- [Record set]:
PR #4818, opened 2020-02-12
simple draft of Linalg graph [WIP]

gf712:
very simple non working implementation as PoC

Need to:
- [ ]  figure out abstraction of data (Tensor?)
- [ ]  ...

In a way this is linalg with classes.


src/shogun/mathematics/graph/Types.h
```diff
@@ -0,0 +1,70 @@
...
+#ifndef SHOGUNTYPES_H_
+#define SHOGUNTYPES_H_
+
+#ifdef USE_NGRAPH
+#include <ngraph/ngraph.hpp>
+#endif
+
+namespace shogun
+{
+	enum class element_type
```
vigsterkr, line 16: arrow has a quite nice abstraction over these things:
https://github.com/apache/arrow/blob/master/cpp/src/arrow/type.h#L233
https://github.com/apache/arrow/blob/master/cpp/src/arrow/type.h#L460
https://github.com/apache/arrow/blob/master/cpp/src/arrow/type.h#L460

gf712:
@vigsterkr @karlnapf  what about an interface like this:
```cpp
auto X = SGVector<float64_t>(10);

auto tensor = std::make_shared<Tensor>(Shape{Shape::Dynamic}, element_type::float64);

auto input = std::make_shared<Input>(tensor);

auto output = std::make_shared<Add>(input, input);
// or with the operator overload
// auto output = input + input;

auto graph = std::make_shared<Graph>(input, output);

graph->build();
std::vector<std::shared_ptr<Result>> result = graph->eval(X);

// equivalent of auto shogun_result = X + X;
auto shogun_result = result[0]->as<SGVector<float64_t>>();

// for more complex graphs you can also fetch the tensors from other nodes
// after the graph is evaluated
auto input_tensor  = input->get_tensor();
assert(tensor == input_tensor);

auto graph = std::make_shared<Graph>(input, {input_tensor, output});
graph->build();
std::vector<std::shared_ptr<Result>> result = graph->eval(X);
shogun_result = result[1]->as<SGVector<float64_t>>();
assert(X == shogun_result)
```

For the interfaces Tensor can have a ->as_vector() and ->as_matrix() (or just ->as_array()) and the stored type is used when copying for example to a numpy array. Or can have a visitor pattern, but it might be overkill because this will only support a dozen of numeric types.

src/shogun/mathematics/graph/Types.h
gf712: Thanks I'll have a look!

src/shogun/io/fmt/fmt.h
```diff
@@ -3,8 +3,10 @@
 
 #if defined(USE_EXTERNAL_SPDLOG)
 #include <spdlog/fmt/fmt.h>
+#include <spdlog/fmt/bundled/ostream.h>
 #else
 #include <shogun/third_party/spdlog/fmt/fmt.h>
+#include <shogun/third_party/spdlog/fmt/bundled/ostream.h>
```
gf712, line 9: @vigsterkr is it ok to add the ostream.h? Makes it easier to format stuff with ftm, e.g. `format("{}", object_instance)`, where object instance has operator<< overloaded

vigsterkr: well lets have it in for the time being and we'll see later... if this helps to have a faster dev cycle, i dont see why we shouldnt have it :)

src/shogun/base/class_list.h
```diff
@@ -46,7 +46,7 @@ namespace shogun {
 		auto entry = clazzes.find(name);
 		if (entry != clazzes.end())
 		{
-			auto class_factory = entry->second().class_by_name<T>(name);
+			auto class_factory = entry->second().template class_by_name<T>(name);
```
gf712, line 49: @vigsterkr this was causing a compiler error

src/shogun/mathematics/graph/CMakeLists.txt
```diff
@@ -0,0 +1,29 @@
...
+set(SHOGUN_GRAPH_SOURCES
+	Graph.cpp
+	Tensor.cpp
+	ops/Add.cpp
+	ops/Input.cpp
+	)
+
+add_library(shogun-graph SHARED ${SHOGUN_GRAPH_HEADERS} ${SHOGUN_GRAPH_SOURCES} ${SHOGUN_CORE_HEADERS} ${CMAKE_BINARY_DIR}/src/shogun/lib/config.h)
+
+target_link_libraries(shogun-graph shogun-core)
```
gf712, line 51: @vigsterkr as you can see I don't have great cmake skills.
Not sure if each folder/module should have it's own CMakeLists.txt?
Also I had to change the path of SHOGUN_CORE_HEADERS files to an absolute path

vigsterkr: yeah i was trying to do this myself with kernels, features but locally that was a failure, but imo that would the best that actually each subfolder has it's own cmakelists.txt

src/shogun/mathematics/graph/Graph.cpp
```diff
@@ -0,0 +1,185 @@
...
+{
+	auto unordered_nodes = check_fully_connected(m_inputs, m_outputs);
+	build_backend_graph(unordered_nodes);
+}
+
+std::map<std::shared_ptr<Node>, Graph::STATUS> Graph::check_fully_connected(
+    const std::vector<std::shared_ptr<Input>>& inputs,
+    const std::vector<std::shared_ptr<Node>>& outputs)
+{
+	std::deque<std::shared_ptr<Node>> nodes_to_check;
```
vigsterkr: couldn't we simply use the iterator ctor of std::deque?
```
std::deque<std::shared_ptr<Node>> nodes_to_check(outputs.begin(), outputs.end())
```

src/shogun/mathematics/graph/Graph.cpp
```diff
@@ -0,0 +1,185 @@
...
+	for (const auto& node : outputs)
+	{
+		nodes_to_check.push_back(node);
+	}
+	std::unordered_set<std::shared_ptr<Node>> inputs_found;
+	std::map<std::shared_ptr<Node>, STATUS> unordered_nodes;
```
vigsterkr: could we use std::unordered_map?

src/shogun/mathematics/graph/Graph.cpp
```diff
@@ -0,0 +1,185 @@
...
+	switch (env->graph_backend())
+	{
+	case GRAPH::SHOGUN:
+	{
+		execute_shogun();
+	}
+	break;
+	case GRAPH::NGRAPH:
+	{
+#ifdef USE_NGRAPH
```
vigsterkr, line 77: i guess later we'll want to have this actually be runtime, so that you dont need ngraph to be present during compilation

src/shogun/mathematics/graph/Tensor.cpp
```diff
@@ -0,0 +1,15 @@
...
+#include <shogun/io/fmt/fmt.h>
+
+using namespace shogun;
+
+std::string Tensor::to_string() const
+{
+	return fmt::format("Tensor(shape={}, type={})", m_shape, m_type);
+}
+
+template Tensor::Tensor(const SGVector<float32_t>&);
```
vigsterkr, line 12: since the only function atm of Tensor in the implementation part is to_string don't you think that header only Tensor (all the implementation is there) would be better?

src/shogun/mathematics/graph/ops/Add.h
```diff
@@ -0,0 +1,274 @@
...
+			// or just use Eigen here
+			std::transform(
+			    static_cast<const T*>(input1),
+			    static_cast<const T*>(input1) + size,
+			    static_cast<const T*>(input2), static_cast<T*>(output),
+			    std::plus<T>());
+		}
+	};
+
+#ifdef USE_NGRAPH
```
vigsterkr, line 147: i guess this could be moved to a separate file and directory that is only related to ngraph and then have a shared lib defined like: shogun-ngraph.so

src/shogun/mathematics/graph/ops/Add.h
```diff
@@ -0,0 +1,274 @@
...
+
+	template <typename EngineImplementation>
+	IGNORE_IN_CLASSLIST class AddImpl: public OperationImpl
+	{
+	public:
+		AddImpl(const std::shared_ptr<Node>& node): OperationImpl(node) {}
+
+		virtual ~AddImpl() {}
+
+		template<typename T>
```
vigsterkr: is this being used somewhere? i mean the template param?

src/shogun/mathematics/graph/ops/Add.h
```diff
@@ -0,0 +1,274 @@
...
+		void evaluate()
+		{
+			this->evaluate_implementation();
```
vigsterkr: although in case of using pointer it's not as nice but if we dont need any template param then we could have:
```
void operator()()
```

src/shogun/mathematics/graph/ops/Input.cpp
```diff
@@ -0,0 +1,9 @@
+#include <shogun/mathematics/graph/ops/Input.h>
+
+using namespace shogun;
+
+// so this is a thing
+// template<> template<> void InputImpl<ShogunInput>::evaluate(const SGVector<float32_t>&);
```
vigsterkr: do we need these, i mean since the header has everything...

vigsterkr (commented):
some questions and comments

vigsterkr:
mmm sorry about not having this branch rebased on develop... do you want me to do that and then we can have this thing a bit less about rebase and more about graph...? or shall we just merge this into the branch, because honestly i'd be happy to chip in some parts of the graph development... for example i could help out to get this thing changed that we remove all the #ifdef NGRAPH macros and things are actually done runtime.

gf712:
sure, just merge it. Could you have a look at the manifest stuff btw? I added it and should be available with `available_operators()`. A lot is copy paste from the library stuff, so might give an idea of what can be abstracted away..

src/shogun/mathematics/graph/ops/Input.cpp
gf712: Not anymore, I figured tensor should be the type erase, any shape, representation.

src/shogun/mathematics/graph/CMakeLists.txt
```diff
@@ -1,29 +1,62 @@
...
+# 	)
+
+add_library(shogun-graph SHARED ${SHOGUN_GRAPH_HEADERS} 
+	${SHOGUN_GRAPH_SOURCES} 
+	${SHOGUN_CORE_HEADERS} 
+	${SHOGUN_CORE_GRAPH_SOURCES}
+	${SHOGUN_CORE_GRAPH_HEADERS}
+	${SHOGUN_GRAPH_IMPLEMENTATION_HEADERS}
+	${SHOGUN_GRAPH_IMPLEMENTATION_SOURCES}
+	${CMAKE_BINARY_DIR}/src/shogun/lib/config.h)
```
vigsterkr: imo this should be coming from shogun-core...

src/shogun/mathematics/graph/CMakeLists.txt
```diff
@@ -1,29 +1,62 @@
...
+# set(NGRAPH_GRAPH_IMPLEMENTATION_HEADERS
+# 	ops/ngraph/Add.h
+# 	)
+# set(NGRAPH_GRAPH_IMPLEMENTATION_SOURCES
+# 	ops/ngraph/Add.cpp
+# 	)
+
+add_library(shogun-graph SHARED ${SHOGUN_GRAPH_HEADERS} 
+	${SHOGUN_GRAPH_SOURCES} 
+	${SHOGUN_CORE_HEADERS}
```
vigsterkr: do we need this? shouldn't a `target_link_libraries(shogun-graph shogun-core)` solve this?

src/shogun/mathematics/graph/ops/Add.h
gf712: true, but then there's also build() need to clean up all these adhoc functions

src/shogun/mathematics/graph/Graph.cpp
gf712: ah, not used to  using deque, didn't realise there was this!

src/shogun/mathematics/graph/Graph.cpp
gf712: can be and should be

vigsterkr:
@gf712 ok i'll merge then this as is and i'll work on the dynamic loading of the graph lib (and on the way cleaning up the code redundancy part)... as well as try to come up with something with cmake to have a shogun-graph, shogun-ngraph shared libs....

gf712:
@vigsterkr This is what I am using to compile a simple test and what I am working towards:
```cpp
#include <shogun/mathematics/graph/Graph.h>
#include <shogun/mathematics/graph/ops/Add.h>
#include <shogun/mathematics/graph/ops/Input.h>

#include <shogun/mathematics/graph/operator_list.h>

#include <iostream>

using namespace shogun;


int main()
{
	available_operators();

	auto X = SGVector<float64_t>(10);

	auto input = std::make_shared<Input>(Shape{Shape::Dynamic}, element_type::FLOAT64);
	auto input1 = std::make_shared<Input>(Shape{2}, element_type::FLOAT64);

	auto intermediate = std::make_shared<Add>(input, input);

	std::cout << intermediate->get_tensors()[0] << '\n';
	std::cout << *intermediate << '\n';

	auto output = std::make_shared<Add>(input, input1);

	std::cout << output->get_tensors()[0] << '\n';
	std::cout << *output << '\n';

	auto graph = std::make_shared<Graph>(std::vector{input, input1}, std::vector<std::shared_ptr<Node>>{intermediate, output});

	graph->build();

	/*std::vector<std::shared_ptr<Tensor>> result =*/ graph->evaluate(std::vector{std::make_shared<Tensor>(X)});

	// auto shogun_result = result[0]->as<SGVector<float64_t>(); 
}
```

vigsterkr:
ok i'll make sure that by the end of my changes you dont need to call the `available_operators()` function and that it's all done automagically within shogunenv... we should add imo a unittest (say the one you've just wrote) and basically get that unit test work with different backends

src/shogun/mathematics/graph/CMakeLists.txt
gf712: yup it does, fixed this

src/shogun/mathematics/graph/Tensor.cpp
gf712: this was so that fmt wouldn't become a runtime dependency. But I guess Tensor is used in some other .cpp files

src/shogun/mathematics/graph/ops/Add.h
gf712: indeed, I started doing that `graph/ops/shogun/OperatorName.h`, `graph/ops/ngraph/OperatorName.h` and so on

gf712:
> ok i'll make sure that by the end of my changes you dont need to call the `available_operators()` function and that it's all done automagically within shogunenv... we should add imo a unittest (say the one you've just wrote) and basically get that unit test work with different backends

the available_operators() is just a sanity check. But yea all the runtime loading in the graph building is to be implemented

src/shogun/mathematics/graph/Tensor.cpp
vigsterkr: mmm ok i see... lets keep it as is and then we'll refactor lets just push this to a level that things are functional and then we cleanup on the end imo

- [What is expected]: Lines in the entries above that hold "void" should be counted; give only that count.

- [Output below]: 3